Je reconnais assez bien cette voix je dois dire. L'homme tourne son visage vers le rétroviseur, et c'est celui de David qui apparaît, souriant. Je suis surprise un instant, sans le lui montrer, et je prends une gestuelle tout à fait naturelle, comme si sa remarque ne m'avait rien fait.

- Avec le coup qu'il m'a fait, il pouvait bien se le permettre.

David rigole silencieusement. Nous nous disons quelques mots avant d'arriver au lycée. Mon chauffeur personnel se contente de s'arrêter au milieu du parking, alors que de nombreuses voitures occupent déjà les places. Je souffle un bon coup, et, du plus gracieusement que je peux pour garder une certaine contenance, j'ouvre la portière de la voiture et pose un pied, ou plutôt un talon, sur le bitume. Moi qui m'étais vite habituée à la position assise, me revoilà haussée sur des échasses. J'essaye de me persuader mentalement que je m'y habituerai au fur et à mesure que le temps passera, remercie David pour la balade, et lui dit qu'il peut y aller. Je me débrouillerai pour rentrer tout à l'heure.

Seuls quelques lampadaires illuminent le parking. Je vois de loin la porte du gymnase, et aperçois le faux gardien. Personne n'attend devant, alors j'en déduis que tout le monde est déjà à l'intérieur. Je m'avance d'abord doucement, à cause de mes chaussures inconfortables, puis j'accélère la cadence petit à petit lorsque je m'y habitue. Quand j'arrive devant l'homme en costard et aux lunettes de soleil, que je ne connais pas, bien évidemment, j'hésite à lui demander s'il est celui que je pense être. S'ils n'ont pas réussi à annuler la réservation, je serai mal barrée. Mais celui-ci me devance :

- Vous êtes l'agent Menson ?

- Si ça n'était pas moi, vous auriez fait quoi ? demandé-je, sarcastique mais intéressée.

La discrétion n'est pas son fort, c'est sûr.
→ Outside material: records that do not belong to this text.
PR #3676, opened 2025-10-17
test DA committees upgrade

pls148:
Closes #<ISSUE_NUMBER>

### DIFF
--- a/.cargo/config.toml
+++ b/.cargo/config.toml
@@ -1,5 +1,2 @@
 [net]
 git-fetch-with-cli = true
-
-[build]
-jobs = 8
--- a/.cargo/config.toml
+++ b/.cargo/config.toml
@@ -1,2 +1,5 @@
 [net]
 git-fetch-with-cli = true
+
+[build]
+jobs = 8
--- a/crates/hotshot/hotshot/src/traits/election/two_static_committees.rs
+++ b/crates/hotshot/hotshot/src/traits/election/two_static_committees.rs
@@ -435,4 +435,7 @@ impl<TYPES: NodeType> Membership<TYPES> for TwoStaticCommittees<TYPES> {
     fn first_epoch(&self) -> Option<TYPES::Epoch> {
         self.first_epoch
     }
+
+    /// add_da_committee is a no-op here as dynamic DA committees don't make sense here.
+    fn add_da_committee(&mut self, _first_epoch: u64, _da_committee: Vec<PeerConfig<TYPES>>) {}
 }
--- a/crates/hotshot/testing/tests/test_da_committees.rs
+++ b/crates/hotshot/testing/tests/test_da_committees.rs
@@ -24,8 +24,6 @@ cross_tests!(
     TestName: test_da_committees,
     Impls: [MemoryImpl],
     Types: [TestTypes, TestTypesRandomizedLeader],
-    // TODO: we need some test infrastructure + Membership trait fixes to get this to work with:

S'il s'était trompé de personne et serait tombé sur Camille Gredford, la nouvelle n'aurait pas mis moins d'une heure pour faire le tour du lycée. Pour simple réponse, l'agent m'informe :

- Il y en a trois autres à l'intérieur, en plus de l'agent Peterson. S'il y a le moindre problème, on appelle Stevens et il vient en renfort.

- Oui, et puis l'agent Peterson comme vous dites, et moi-même, n'avons plus aucune couverture. Je suis là, et  mon coéquipier aussi, vous n'auriez même pas dû venir dans ce cas-là. Vous allez vous faire remarquer. Imaginez trois grand molosses à moustaches au beau milieu des élèves.

- Nous avons suivi vos instructions. Vous nous avez demandé, nous sommes là.

- Oui, et moi on m'a empêché de faire ce que je voulais, alors maintenant vous allez renvoyer vos collègues qui sont à l'intérieur, et vous, vous restez ici au cas où. De toute façon, vous n'avez pas le choix puisqu'il nous faut un agent de sécurité.

Il donne des ordres à un micro se trouvant dans sa manchette, et après un signe de tête explicite, je comprends que les agents commencent à sortir pour rejoindre la PPAE. Je jette un dernier coup d'œil à l'homme avant de rentrer dans le gymnase. De grands rideaux noirs forment un couloirs très court qui coupe la soirée du reste du monde. Autrement dit, je ne vois pour l'instant personne, et personne ne me voit. J'entends la musique commencer à jouer, je sais qu'au moins j'ai loupé le discours du directeur. Tout le monde est à l'intérieur, il ne manque plus que moi, qui ne suis même pas censée être là. Je pousse les rideaux de chaque côté et entre enfin dans la salle.